Avalanche Characteristics of AlxGa1-xN Avalanche Photodiodes

Abstract

AlGaN APDs are ultra-wide-bandgap semiconductor which has great potential, especially UV detection. In this work, Monte Carlo model has been developed to simulate the avalanche characteristics of thin AlxGa1-xN APDs with random ionization path lengths incorporating dead space effect in a wide range of x value. Holes dominate the impact ionization at higher field for Al0.3Ga0.7N, whereas electrons dominate the impact ionization for Al0.7Ga0.3N. Al0.3Ga0.7N also has higher electron and hole ionization coefficients compared to Al0.7Ga0.3N. Hole-initiated multiplication leads the mean multiplication gain for Al0.3Ga0.7N APDs, while electron-initiated multiplication leads the mean multiplication gain for l0.7Ga0.3N APDs. The breakdown voltage and excess noise at fixed mean multiplication gain of 10 and 20 are then compared. The breakdown voltage increases as the Al content increases.
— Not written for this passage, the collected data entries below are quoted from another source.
PR #13621, opened 2018-12-12
[MXNET-1251] Basic configuration to do static-linking

lanking520:
## Description ##
For Ubuntu 14.04 base build to install all dependencies.
@szha @zachgk 

### Essentials ###


marcoabreu:
Any specific reason we aim for Ubuntu 14? Ubuntu 18 has already been released

lanking520:
@marcoabreu As far as I know. `Cent OS 7`, `Amazon Linux` all share the same `GLIBC` version with `Ubuntu 14.04` and `Ubuntu 16.04` has a higher `GLIBC` version. To make it compatible, we should use 14.04 as the base OS

ci/publish/ubuntu_build_base.sh
```diff
@@ -0,0 +1,53 @@
...
+    pandoc \
+    python3-pip \
+    automake \
+    pkg-config
+update-alternatives \
+ --install /usr/bin/gcc gcc /usr/bin/gcc-4.8 50 \
+ --slave /usr/bin/g++ g++ /usr/bin/g++-4.8
+update-alternatives --config gcc
+# Java specific
+apt-get install -y openjdk-8-jdk
```
zachgk: I recommend using the maven3 ppa (sudo add-apt-repository ppa:andrei-pozolotin/maven3) and combining all of the apt-get installs into one call. Also just run one apt-get update after all of the ppa additions and use "set -ex"

marcoabreu:
Yeah but then we have to maintain two systems. RHEL is known to always be behind due to their strict support, but that shouldn't limit us for support of other operating systems. Would be great if you could separate that

lanking520:
@marcoabreu This is the publish configuration that works for all different platforms and this will not be used in all the rest CIs for testing. The optimal goal is using one configuration to create a `pip` or `maven` package that works for all platforms. We do have a plan to upgrade this into `16.04` once we have a test pipeline set up in Jenkins. This script is just to inherit the legacy of current publish pipeline.

About the RHEL and Debian diff. Firstly the published stuff is all the same no matter on RHEL or Debian and can be run on either. Introducing a different publish pipeline for these two in this case is not necessary as it introduce more maintainance nightmare.

marcoabreu:
Thanks for the insight, Qing! Can the binaries you create with this script in that form be loaded into ubuntu16/18 and other systems that have later versions? If yes, then I'm fine with that approach :)

lanking520:
> Thanks for the insight, Qing! Can the binaries you create with this script in that form be loaded into ubuntu16/18 and other systems that have later versions? If yes, then I'm fine with that approach :)

The answer is yes. In fact, @frankfliu has already working on producing the Dockerfile from this script that works for 16.04 with the publish pipeline. However it depends on the setup of the `test-publish` step to be ready and then we can test them through the pipeline instead of dive into different OS VMs to test manually.

roywei:
@mxnet-label-bot  add[Build, pr-awaiting-merge]

PR #13648, opened 2018-12-14
scripts for building libmxnet binary and wheel

szha:
## Description ##
scripts for building libmxnet binary and wheel

### Essentials ###

### Changes ###
- [x] add script for making all dependencies
- [x] tools for building pip package
- [x] build scripts for lib and wheel


roywei:
@mxnet-label-bot add[Build, pr-awaiting-review]

tools/build/build_lib.sh
```diff
@@ -0,0 +1,80 @@
...
+fi
+
+git clone --recursive https://github.com/apache/incubator-mxnet mxnet-build
+
+>&2 echo "Now building mxnet modules..."
+cp $make_config mxnet-build/config.mk
+
+cd mxnet-build
+
+$MAKE DEPS_PATH=$DEPS_PATH DMLCCORE
```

The excess noise of hole-initiated multiplication is the lowest at x ≈ 0.4 while excess noise of electron-initiated multiplication is lowest at x = 0.7. This shows that the ideal Al content is at x ≈ 0.4 as the excess noise is low with manageable breakdown voltage as excess noise for hole-initiated multiplication decreases as x approaching 0.4.